POINT benchmark fills the closed-loop gap: By enforcing conversational phrasing and suppressing explicit intent in instruction generation, the benchmark truly tests "open-ended understanding" rather than template matching.

Limitations & Future Work¶

Limited set of atomic behaviors: Currently using only five predefined behaviors. More complex or combined maneuvers (e.g., multi-step navigation through complex intersections) rely on composition. The upper bound of expressiveness needs further verification. ⚠️ Atomic behavior completeness is subject to the original POINT design.
Dependency on textual scene descriptions: Encoding traffic scenes into text inevitably loses fine-grained geometric information. Although low-level control consumes raw perception to mitigate this, intent inference is still bounded by text quality.
Strong dependency on large models: Only 70B+ models exceed 85% recognition accuracy. Distilling or compressing these for compute-constrained vehicle deployment remains a practical challenge.
Evaluation remains within a simulator: While nuPlan is based on real data, closed-loop simulation does not fully capture the complexity of real-world vehicle-road-passenger interactions.
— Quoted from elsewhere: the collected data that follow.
PR #662, opened 2017-05-14
Date Histogram can get int or datetime as key for lookup, lets try both.

fxdgear:
When the key for a datetimehistogram was a datetime, it would fail expecting the value to be an int.
Adding checker to check the object type and react accordingly.
Added test


HonzaKral:
Thanks and welcome to the team!

PR #674, opened 2017-06-10
Set key to 0 when it is None in DateHistogramFacet

### LINKED ISSUE #673: Error with DateHistogramFacet, bucket['key'] is None instead of int()
I am using Doctype with Date() field. When I want to use DateHistogramFacet I get this error: 
`TypeError: int() argument must be a string, a bytes-like object or a number, not 'NoneType'`

Error is raised in file faceted_search.py in DateHistogramFacet.get_value() function on line 144: `return datetime.utcfromtimestamp(int(bucket['key']) / 1000)`

`bucket` variable shows this values during error:

```
bucket = {Bucket} {'key_as_string': '1970-01-01T00:00:00.000Z', 'key': None, '...}
 doc_count = {int} 84
 key = {NoneType} None
 key_as_string = {str} '1970-01-01T00:00:00.000Z'
```
Before calling get_value() function `data` variable looks like this:
```
[{'key_as_string': '1970-01-01T00:00:00.000Z', 'key': None, 'doc_count': 4},
{'key_as_string': '1970-02-01T00:00:00.000Z', 'key': 2678400000, 'doc_count': 3},
{'key_as_string': '1970-03-01T00:00:00.000Z', 'key': 5097600000, 'doc_count': 0}, 
{'key_as_string': '1970-04-01T00:00:00.000Z', 'key': 7776000000, 'doc_count': 5}, 
{'key_as_string': '1970-05-01T00:00:00.000Z', 'key': 10368000000, 'doc_count': 17}, 
{'key_as_string': '1970-06-01T00:00:00.000Z', 'key': 13046400000, 'doc_count': 4}, 
{'key_as_string': '1970-07-01T00:00:00.000Z', 'key': 15638400000, 'doc_count': 8}, 
{'key_as_string': '1970-08-01T00:00:00.000Z', 'key': 18316800000, 'doc_count': 2}, 
{'key_as_string': '1970-09-01T00:00:00.000Z', 'key': 20995200000, 'doc_count': 1}, 
{'key_as_string': '1970-10-01T00:00:00.000Z', 'key': 23587200000, 'doc_count': 0}, 
{'key_as_string': '1970-11-01T00:00:00.000Z', 'key': 26265600000, 'doc_count': 6}, 
{'key_as_string': '1970-12-01T00:00:00.000Z', 'key': 28857600000, 'doc_count': 34}, 
.....]
```

nrsimha:
Fixes #673 

When using DateHistogramFacet and date is 1970-01-01 midnight Elasticseach is returning key as None. 

We need to set key to 0 as to convert key with datetime.utcfromtimestamp() we require it to be int type (not NoneType).


fxdgear:
Nice catch. Would you mind writing a Unit test to protect any regression in the future?

nrsimha:
Yes, sure.

To be able to test it we need to have item with date of 1970-01-01.

Can I change `created_at` date from 2014-03-03 to 1970-01-01 for record in `repos` test data?

fxdgear:
I was thinking you could write a simple unit test that just instantiates the Class. You then call the method both with and without a value for `bucket['key']`

nrsimha:
Added test.

HonzaKral:
Thank you for the fix @nrsimha !

PR #675, opened 2017-06-12
Error when getting result facets 

browniebroke:
I recently upgraded from v2 and I have an error while trying to access to facets attribute:
`AttributeError: 'FacetedResponse' object has no attribute 'facets'`

And when accessing again it doesn't crash anymore but returns an empty dictionary instead of the expected result I had with v2.

Trying to reproduce the error on a more minimal setup here.

### DIFF
--- a/.travis.yml
+++ b/.travis.yml
@@ -11,22 +11,23 @@ before_install:
   - java -version
 
 python:
-  - "2.6"
-  - "2.7"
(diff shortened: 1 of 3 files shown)


browniebroke:
Going back to my environment as it seems unrelated to this library. Sorry for the trouble.

PR #682, opened 2017-06-26
Loading aggregation with metadata from dictionary

ohadravid:
Hi,

We got an error while using an aggregation with meta data.
This code:
```
agg_as_dict = {
        'terms': {'field': 'tags'},
        'aggs': {'max_score': {'max': {'field': 'score'}}},
        'meta': {'some': 'metadata'}
}
agg = A(agg_as_dict)
```
Fails with `ValueError: A() can only accept dict with an aggregation`.

I added a test and implemented a fix.

Thanks!
Ohad

### DIFF
--- a/Changelog.rst
+++ b/Changelog.rst
@@ -3,6 +3,10 @@
 Changelog
 =========
 
+master
+------
+ * fix bug in loading an aggregation with meta data from dict
+
 5.3.0 (2017-05-18)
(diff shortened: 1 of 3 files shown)


HonzaKral:
Merged as 5bcb9ba84d72f46294728b5a66c6b02b0bc6dbb3

Thanks!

vs. Traditional Two-stage Instruction Processing (Intent classification + parameter extraction, e.g., AIME): Traditional rule-based methods face combinatorial explosion and sparse coverage with open language. Data-driven classification is limited by fixed labels and training phrasing. Ours uses pre-trained world knowledge for analogy and compositional generalization without training or manual rules.
vs. End-to-end VLA methods (LMDrive, AutoVLA, AdaThinkDrive): VLA unifies perception, language, and control but favors standardized navigation commands. End-to-end designs weaken the consistency and traceability between textual reasoning and actual actions. Ours uses human-readable scripts as an interface to maintain transparency, aligning better with safety standards like ISO 26262.
vs. Mode-II continuous decision-making (DiLu++): DiLu++ queries the LLM at every step, incurring high costs and occasional incoherent decisions (e.g., redundant lane changes). Our Mode III uses a single call and asynchronous triggers, ensuring both coherence and query efficiency.

Rating¶

Novelty: ⭐⭐⭐⭐ The scheduling-centric approach and Mode III perspective are clear and practical, though individual components (LLM parsing, MPC, coroutine triggers) are not new. The strength lies in their combination and positioning.
Experimental Thoroughness: ⭐⭐⭐⭐ Main results, ablations, latency sensitivity, and intent recognition scaling are comprehensive, though limited to nuPlan simulation without real-vehicle validation.
Writing Quality: ⭐⭐⭐⭐ The three-stage narrative is clear, the Mode classification is helpful, and formulas map clearly to challenges.
Value: ⭐⭐⭐⭐ The POINT benchmark and traceable framework hold direct value for the real-world requirement of Robotaxi passenger interaction.